If you're on a plane, you trust that everything is fine, but when a system like that goes down, I mean, there was no backup either. So what the heck happened? And my question is, why did Notam fail? Well, the FAA says, and I quote, the computer failure that grounded thousands of flights was caused by two contractors who introduced data errors into the Notam system, unspecified as they said, personnel were responsible for corrupting the file, which led to the outage of an FAA computer system that sends the safety notices to pilots. And so this came from an agency that monitors this. So the FAA says computer failures on ground flights are a problem, and they know something has to be done about it, but when are they gonna upgrade the system? And so, you know, I can't believe there was no backup to this. This is what gets me.


 John C. Morley: (06:16)

I cannot believe there is no backup system for the notice-to-air missions. So the next question you might be asking me is, how many NOTAMS are used in aviation? Well, you better sit down. So there are nine types of NOTAMs used in the aviation guide. This is according to the FAA. So how to read NOTAMs are a little bit interesting. So they have nine types in the classes. So they have a class called an ICAO NOTAM, distributed by telecommunication rather than a publication. They have a Class 2 NOTAM or published NOTAM. It's a type of ICAO format which is distributed by means other than telecommunications. In the US class, 2 NOTAMs are distributed every 28 days via publication in the notices to airmen publication N Tap journal.


 John C. Morley: (07:21)

That's pretty interesting if you ask me right now. And number 3 international NOTAMs are intended for distribution to more than one country in the United States. The FAA has access to some, but not all, types of international NOTAMs. There are two types of international DO cams that pilots may encounter. One's called a snow TAMs, and the other one's called a bird TAM according to the ICAO. A snow TAM is a special series NOTAM given in a standard format, providing surface condition reports to notify the presence or cessation of hazardous conditions due to snow, ice, slush, frost, standing water or water associated with snow slush ice, or frost on the movement area. Now, snow TAMs are valid for up to eight hours or until a new updated snow TAM has been issued. A new snow TAM may be issued prior to the standard eight-hour interval.


 John C. Morley: (08:16)

If there's a significant change in the runway service conditions, a new runway condition report or RCR is received. So definitely interesting to you know what's going on. And I would have to tell you that NOTAMs are really, I should say, pretty interesting because they're important for pilots.

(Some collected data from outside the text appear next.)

PR #142, opened 2017-04-27
Updateend events fire more than once on firefox

imbcmdth:
After an append, the SourceBuffer state (the `updating` property) can toggle to `false` long before the `updateend` events are triggered. The checks in `virtual-source-buffer` to "debounce" `updateend` events were inadequate to handle this scenario and would often trigger two `updateend` events instead of just one.

This should fix that scenario.

### DIFF
--- a/src/virtual-source-buffer.js
+++ b/src/virtual-source-buffer.js
@@ -469,14 +469,12 @@ export default class VirtualSourceBuffer extends videojs.EventTarget {
     if (this.videoBuffer_) {
       sortedSegments.video.segments.unshift(sortedSegments.video.initSegment);
       sortedSegments.video.bytes += sortedSegments.video.initSegment.byteLength;
-      this.pendingUpdateEnds_ += 1;
       this.concatAndAppendSegments_(sortedSegments.video, this.videoBuffer_);
       // TODO: are video tracks the only ones with text tracks?
       addTextTrackData(this, sortedSegments.captions, sortedSegments.metadata);
     }
 
     if (!this.audioDisabled_ && this.audioBuffer_) {
-      this.pendingUpdateEnds_ += 1;
       this.concatAndAppendSegments_(sortedSegments.audio, this.audioBuffer_);
     }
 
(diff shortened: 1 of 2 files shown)


src/virtual-source-buffer.js
```diff
@@ -457,11 +469,14 @@ export default class VirtualSourceBuffer extends videojs.EventTarget {
     if (this.videoBuffer_) {
       sortedSegments.video.segments.unshift(sortedSegments.video.initSegment);
       sortedSegments.video.bytes += sortedSegments.video.initSegment.byteLength;
+      this.pendingUpdateEnds_ += 1;
```
mjneil: This line (and removing corresponding audio one below) could be placed in the `try` block of `concatAndAppendSegments_` just before the call to `appendBuffer` on the native buffer

src/virtual-source-buffer.js
```diff
@@ -515,9 +555,11 @@ export default class VirtualSourceBuffer extends videojs.EventTarget {
    */
   abort() {
     if (this.videoBuffer_) {
+      this.videoBuffer_.updating = true;
```
mjneil: Why is this being added here (and for audio as well)?

According to the spec, when abort is called, if `buffer.updating === true` it should be set to `false` and an `updateend` event should be queued. If the real source buffer behind the wrapper does not have `updating === true` then an `updateend`event will never be fired and the wrapper will forever be `updating === true`

src/virtual-source-buffer.js
```diff
@@ -9,6 +9,31 @@ import work from 'webworkify';
...
+// We create a wrapper around the SourceBuffer so that we can manage the
+// state of the `updating` property manually. We have to do this because
+// Firefox changes `updating` to false long before triggering `updateend`
+// events and that was causing strange problems in videojs-contrib-hls
+const makeWrappedSourceBuffer = function(mediaSource, mimeType) {
+  const sourceBuffer = mediaSource.addSourceBuffer(mimeType);
+  const wrapper = Object.create(null);
+
+  wrapper.updating = false;
+  wrapper.realBuffer_ = sourceBuffer;
```
mjneil: My guess is for debugging purposes, it might be nice to be able to grab a reference to the actual buffer object

gesinger:
re: my question on aborting, @mjneil answered it by pointing to https://www.w3.org/TR/media-source/#dom-sourcebuffer-abort 👍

There's a domestic NOTAM it's issued in the United States and distributed primarily in the United States, and sometimes can't as well. And they're released using FAA rather than the ICAO format. There's a fifth kind of NOTAM, Civil NOTAMs, and a NOTAM that is not part of the military NOTAM system is considered a civil NOTAM. You have a military NOTAM, which is issued for military airspace, military airports, or through the military NOTAM system considered to be military NOTAM. A seventh type of NOTAM is a flight data centre, or FDC NOTAM, a regulatory type of NOTAM regulatory NOTAMs like temporary flight restrictions (TFR), change to an airway or modification to instrument approaches when they have procedure failures or off-flight centre NOTAMs.


 John C. Morley: (09:25)

We have an eighth type of NOTAM, a centre area NOTAM. In some cases, the content of an FTC NOTAM impacts more than one airport. In this case, the NOTAM will be categorized and located as centre area NOTAMs under the Air Route Traffic Control Center, or the ARTCC. So there's a ninth NOTAM, including the U and the O NOTAM. And the final category of NOTAMs is NOTAMs D, and the D stands for distant and indicates the type of NOTAM that is being distributed both locally and to the area beyond the jurisdiction of the local FSS or the ATC. So what does all this mean? Well, the FDA communicates to pilots through the use of the notice to airmen. And it can be issued for many reasons, and they provide important information on the abnormal state of some parts of the national airspace system. Since NOTAMs are written using a unique language and specialized contractions, if you'll be manually reading a Noam, it's important to review the FAA NOTAM. A lot of these companies all like to have these very proprietary languages, right? And Noam con contradictions are also listed in the appendix to supplement the useful information in the Pilot's Handbook of Aeronautical Knowledge. So it sounds like NOTAMs are great, but it sounds like they are very bloody confusing.


 John C. Morley: (10:47)

I don't think I wanna read a NOTAM. 

So Apple, what the heck's going on with Apple, guys? Apple may be embracing touchscreen laptops. Touchscreen laptops. What the heck is that about? Well, I'll have to tell you that touchscreen laptops are gonna be interesting. I will tell you that a touchscreen laptop is something that's very important to a lot of people. And over the years, apple has added touchscreens to just about every computing device they have, from phones, tablets, and smartwatches. Still, they have kept them from being the feature of its Mac product line has the list of that very long continuing scroll of rivals, so with their laptops and, of course, their desktops. Now in 2010, Apple's founder Steve Jobs described the concept of a computer with a touchscreen as an emerging trend among the company's competitors. So it looks like they're gonna be embracing this too. It was just a matter of time, ladies and gentlemen. That's all it came down to. It was a matter of time.


 John C. Morley: (12:13)

I will tell you that understanding a trend in technology is vital. I mean, it's vital. It's not just important. It's critical for people's existence. Having a touchscreen, not having a touchscreen, is that luxury or a necessity? I think as software starts to evolve, more people are going to see that touchscreens are going to become a necessity. Therefore, the price of devices will decrease since they have to put this on for everyone. That's pretty cool, ladies and gentlemen. I mean, really, really cool. All right, so enough with Apple for right now, but we'll keep an eye on what Apple's doing, as well as some of the other great people, are doing out there because I think trends are gonna keep evolving. And although we might have fads, you know, back and forth, the name of the game is what do we really need in our life?


 John C. Morley: (13:25)

I think that's the number one thing that people want to see. They want to know if they wanna know if they really need to know something or if they don't need to know something. And why is it important? Well, because people get bombarded with so much information in their life that they just shut down mentally and physically. So this means, ladies and gentlemen, that life as we know it will keep evolving, will keep changing will keep morphing, but what we don't know is to what extent? To what extent? So we'll have to keep an eye on that and see where things go, but our life will definitely change. 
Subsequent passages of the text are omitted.